As reported in the ALBA veterans magazine, Barry Rubin is the latest commentator to suggest that Syria is the Spanish civil war of our time, a contention contested from the right by Daniel Larison. Already in March, veteran journalist Arnaud de Borchgrave had made the same point: Is Syria 2011 the same as Spain 1936
And a fortnight ago, the great human rights campaigner Peter Tatchell tweeted “#Homs & #Houla are the #Guernica of our era. Fascist-style bombing by killer”. That point too was made by the nutty LaRouchite pseudo-historian Webster Griffin Tarpley in an interview with the propaganda outlet of another totalitarian regime, Press TV:
It is also beginning to resemble the Spanish civil war, I think, of Guernica, the bombing of this little town in the Basque country by German Nazi and Italian fascist aviation that killed about a thousand people. This time it is Guernica but undercover; it is a stealth Guernica that has been imposed and I think it is important for people in the world that are interested in truth to trumpet this from their house tops.

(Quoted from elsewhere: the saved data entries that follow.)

PR #2223, opened 2026-09-09
PE-9205: A search result from All Drives never actually opened its folder

vilenarios:
**#2221 shipped search on the drives list with navigation that does not work.** A file or folder result lands at the root of the right drive rather than at the thing that was searched for. This fixes that, and adds the file highlighting.

## The bug

`requestFolder` set a pending folder and `onDriveSelected` honoured it — but **`onDriveSelected` is only mounted on the explorer's branch of the router** and never sees a drive opened from the list. The road that actually runs is `OpenDriveOnSelection`, which hears the selection and calls `openDriveFromList` — and that cleared the pending folder outright.

**Why the tests passed:** they called `requestFolder` then `onDriveSelected` directly. A path that exists, and not the one a reader takes. The new group goes through `openDriveFromList`, and **three of its tests fail against what is live on staging right now**.

## A first attempt broke an existing test, correctly

Making `openDriveFromList` honour *any* pending folder broke `drives_list_routing_test`: *"opening a drive from the list opens it at its root rather than at whatever folder was last seen."*

That test is right. A folder deep link and a search request were sharing one pair of fields, and they are **not the same intent**:

- Arriving through `/drives/X/folders/Y` and later tapping X on the list should open X at its **root**. A link is not an instruction to resume.
- A search result is the opposite — the reader picked that folder out of a list of them.

Search requests now have their own fields, so `openDriveFromList` honours one and discards the other. The existing test needed no changes, which is what says the invariant was real and the shortcut was the problem.

## Highlighting the file

`DriveDetailCubit` takes an `initialSelectedItemId`, carried on the same one-shot road, so a file result arrives selected the way it does from inside a drive.

It is **keyed by drive id**: `_driveDetailCubit` is built twice over — once for the drives list against `rootPath`, once for the explorer against the chosen drive — and unkeyed, the list's cubit would swallow a selection meant for the explorer.

## A crash that was already there

`openFolder`'s `firstWhere` had no `orElse`, so a selection that is not in the folder **threw out of the folder load**. There are ordinary reasons for that: the file moved or was deleted between the search and the tap, or hidden items are being filtered out. Failing to highlight a row is a disappointment; throwing is a broken screen.

## Two more found by attacking this before shipping

Neither would have been caught by CI or by the happy path working:

1. **`clearState` did not clear the new fields.** Every sibling pending field is cleared on logout; a search from one session could have reached the next person to sign in on that device.
2. **A stale highlight window.** A request honoured in a frame where the explorer never built sat waiting, and would have highlighted a stale file the next time that drive opened. `showDrivesList` abandons it now.

## Testing

Full suite green (**2106 passing**), `flutter analyze lib test` clean.

Every guard verified by removal: the folder fix, the logout clear and the abandon-on-return all fail their tests when the code is taken out. The stale test group from #2221 was deleted rather than repaired — it was the one that gave false confidence.

## Summary by CodeRabbit

* **New Features**
  * Search results now open the containing folder and automatically select the specific matching item.
  * Item selection is preserved while navigating from the drives list to the requested folder.

* **Bug Fixes**
  * Opening a search result no longer fails when the item is unavailable or filtered out; the folder opens without an item selected.
  * Pending search selections are cleared when leaving the drives list or signing out, preventing stale selections from affecting later navigation.

### DIFF
--- a/lib/app_shell.dart
+++ b/lib/app_shell.dart
@@ -318,7 +318,8 @@ class _MobileSearchButton extends StatelessWidget {
   const _MobileSearchButton({this.onNavigateToFolder});
 
   /// See [MobileAppBar.onSearchNavigateToFolder].
-  final void Function(String driveId, String folderId)? onNavigateToFolder;
+  final void Function(String driveId, String folderId, {String? itemId})?
+      onNavigateToFolder;
 
   @override
   Widget build(BuildContext context) {
@@ -372,7 +373,7 @@ class MobileAppBar extends StatelessWidget implements PreferredSizeWidget {
   /// long-lived and can be told to open a folder in another drive. The drives
   /// list passes one, because selecting a drive there replaces the subtree and
   /// tears that cubit down mid-navigation. See [FileSearchModal.onNavigateToFolder].
-  final void Function(String driveId, String folderId)?
+  final void Function(String driveId, String folderId, {String? itemId})?
       onSearchNavigateToFolder;
 
   @override
--- a/lib/blocs/drive_detail/drive_detail_cubit.dart
+++ b/lib/blocs/drive_detail/drive_detail_cubit.dart
@@ -95,6 +95,14 @@ class DriveDetailCubit extends Cubit<DriveDetailState> {
   DriveDetailCubit({
     required String driveId,
     String? initialFolderId,
+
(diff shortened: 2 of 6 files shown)


vilenarios:
@coderabbitai review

One blogger, Trenchant Observer, writes:
An image from the Spanish civil war, Pablo Picasso’s painting “Guérnica”, may express the terror which confronts the Syrian people. Ironically, a tapestry based on that painting, which symbolizes the horrors of war (see above), adorned the entrance to the Security Council chambers until Colin Powell insisted that it be removed before his press conferences justifying the U.S. invasion of Iraq in 2003. It is now on loan to a gallery in England, pending “remodeling” at the U.N.
So should the “international right of protection” be forgotten at Homs, just as constitutional government was left to shift for itself in the 1930s in Spain?
And, of course, the same points were made about Libya last year – see e.g. here and here.
Is there any justification in the comparison?
Well, the problem is that the people making these comparisons (not Barry Rubin, though, by the way) tend to remember Spain as a two-sided struggle between Bad fascism and Good freedom. The Right Thing to do was to sign up in the International Brigade and for democratic nations to arm the Republicans. In this analogy, the Right Thing must be to become foreign fighters in the Free Syrian Army or at least to arm it.
In fact, though, the Spanish war was at least three-sided: Rubin mentions a “coalition of democrats both social democratic and liberal; communal nationalists [e.g. Catalan]; anarchists, Communists, and independent Marxists”, but of course this coalition was a tense one, with Communists (including the International Brigade) killing anarchists, democrats and independent Marxists at the same time as they were fighting fascism. In fact, though, this is the real situation in Syria, with Assad’s fascist regime challenged by democrats and “communal nationalists” (Kurds, Druze, etc) and the left – but also by the right-wing brotherhood and a small current of jihadi Islamists who make Franco look benign.
So, I don’t know what the Poumist position on Syria should be, but I think it is actually helpful to think about it.